Надо, надо, надо… Мысли в голове множились. Формально он ничего никуда не выводит, но готовится к самому худшему.

Ох, как красиво всё предусмотрели немцы!

Но знание плана у противника только половина дела. Расставить войска – ещё четверть. К тому же надо обязательно знать, когда вермахт начнёт исполнять приказ. А войны может и не быть! Всё решают политики.

Говоря так, немец заслужил ещё больше доверия. Вот что значит военный человек! Потом гость расписал схему артподготовки строго по минутам.

Пугающая неизвестность! Азаренко со всей силы стукнул кулаком по столу, но боли не почувствовал. Коли так всё завертелось, то нужна постоянная связь с пограничниками! Если смогли вытащить такого кадра из-за границы, значит, должны понимать: подними он один раз бойцов по ложной тревоге – и у дивизии сразу сменится командир.

Почему, почему его начальство не хочет слышать никаких разумных доводов, а старательно берёт под козырёк, желая всегда быть на хорошем счету у округа?

А как он жалел о демобилизованных бойцах, прошедших вместе с ним Финскую кампанию! В них Азаренко был уверен. Комдив однажды сам поднял их в атаку.
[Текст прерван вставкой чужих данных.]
PR #1174, opened 2025-01-13
fix: use human-friendly sorting in Outline

sebthom:
This addresses https://github.com/eclipse-wildwebdeveloper/wildwebdeveloper/issues/1616

Currently sorting does not sort numbers numerical.

|before PR|after PR|
|-|-|
|image|image|


mickaelistria:
That's a good change.
IIRC there is a similar pattern somewhere in Platform. Did you check whether there isn't such a comparator already existing that we could easily reuse?

rubenporras:
> That's a good change. IIRC there is a similar pattern somewhere in Platform. Did you check whether there isn't such a comparator already existing that we could easily reuse?

I was thinking the same. This seems a very common problem. Could we use some code in the platform or in Guava (to mention one library we already use) to achieve it?

sebthom:
I haven't found one. I naively thought that Comparator.naturalOrder() does the trick but it doesn't.

mickaelistria:
ok, thanks!

PR #479, opened 2025-03-06
[collate] add wait main shard block logic to block replay 

olegrok:
It's possible case that during block replay specific block.mainShardHash
is not available. That shouldn't happen normally since we replay main shard
really fast.
But because of network issues or something else it can be a problem.
So this patch adds simple logic that tries to wait expected block using
subscriptions.

### DIFF
--- a/nil/internal/collate/validator.go
+++ b/nil/internal/collate/validator.go
@@ -39,6 +39,10 @@ type Validator struct {
 	lastBlock     *types.Block
 	lastBlockHash common.Hash
 
+	subsMutex sync.Mutex
+	subsId    uint64
+	subs      map[uint64]chan types.BlockNumber
+
 	logger zerolog.Logger
 }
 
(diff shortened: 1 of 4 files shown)


nil/internal/collate/validator.go
```diff
@@ -335,6 +347,13 @@ func (s *Validator) replayBlockUnlocked(ctx context.Context, block *types.BlockW
 		return err
 	}
 
+	if !s.params.ShardId.IsMainShard() {
+		// Main shard should have its previous block
+		if err := s.mainShardValidator.WaitForBlock(ctx, prevBlock.MainChainHash); err != nil {
```
dmtrskv, line 352: maybe explain a bit more why do we wait for a main shard block and why it has to be this one?

dmtrskv (approved):

nil/internal/collate/validator.go
olegrok: This block contains config required to replay this block.
I'll put a comment tomorrow then.

PR #480, opened 2025-03-06
Implement nix for packaging rollup-contracts v2

AndreyMlashkin:
This PR adds rollup-contracts v2 to the deb-package of nil


nix/rollup-bridge-contracts.nix
```diff
@@ -0,0 +1,58 @@
...
+  buildPhase = ''
+    echo "Installing soljson"
+    (cd create-nil-hardhat-project; bash install_soljson.sh ${soljson26})
+    export BIOME_BINARY=${biome}/bin/biome
+
+    cd rollup-bridge-contracts
+    pwd
+    cp .env.example .env
+
+    export GETH_PRIVATE_KEY=002f28996b406c557ff579766af59ba66a3f103b8b90de6e9baad8ae211c0071
```
knazarov, line 45: Why not put it directly to .env.example?

rollup-bridge-contracts/contracts/NilAccessControl.sol
```diff
@@ -1,5 +1,5 @@
 // SPDX-License-Identifier: MIT
-pragma solidity 0.8.27;
+pragma solidity 0.8.26;
```
akokoshn, line 2: `pragma solidity 0.8.27` is not supported by compiler?

akokoshn (commented):
could you please add description and squash  commits

rollup-bridge-contracts/contracts/NilAccessControl.sol
AndreyMlashkin: It should match to the sol compiler in nix and I fails to download the newer version.
Downgrading to the minor version should not have any effect

nix/rollup-bridge-contracts.nix
AndreyMlashkin: Good point, corrected

akokoshn (approved):

rollup-bridge-contracts/.env.example
```diff
@@ -6,8 +6,8 @@ L1_RPC_ENDPOINT="http://localhost:8545"
 WALLET_ADDRESS=""
 
 GETH_RPC_ENDPOINT="http://localhost:8545"
-GETH_PRIVATE_KEY=""
-GETH_WALLET_ADDRESS=""
+GETH_PRIVATE_KEY="002f28996b406c557ff579766af59ba66a3f103b8b90de6e9baad8ae211c0071"
```
knazarov, line 9: To not alarm anyone at these values, put a comment here that these are just for test and not in any way related to production.

knazarov (approved):
One comment but otherwise LGTM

Кто против них? Сколоченные, обученные и обстрелянные части. Немецкие солдаты, которых два года не распускали по домам. А кто у него? В последнем пополнении масса красноармейцев из Казахстана и Средней Азии. Многие недавно знали лишь пару слов по-русски. В их отваге он, может, и не сомневается, но боевая выучка… Генерал досадливо покачал головой.

Максим о национальном вопросе деликатно промолчал. Если он выживет, то обязательно начнёт хлопотать о наискорейшем издании военного русско-таджикского и русско-казахского словаря. Зачем нам мучиться до 1942-го?

А вот затею немцев под Бяла-Подляской, что обнесли колючей проволокой шесть квадратных километров в чистом поле, Ненашев обрисовал предельно цинично. Заодно намекнув, что генералам и офицерам в плену предоставят особые условия и отдельный лагерь.

Вермахт чётко делит унтерменшей на окончательное быдло и пригодное к делу быдло, само способное управляться с их славянскими рабами.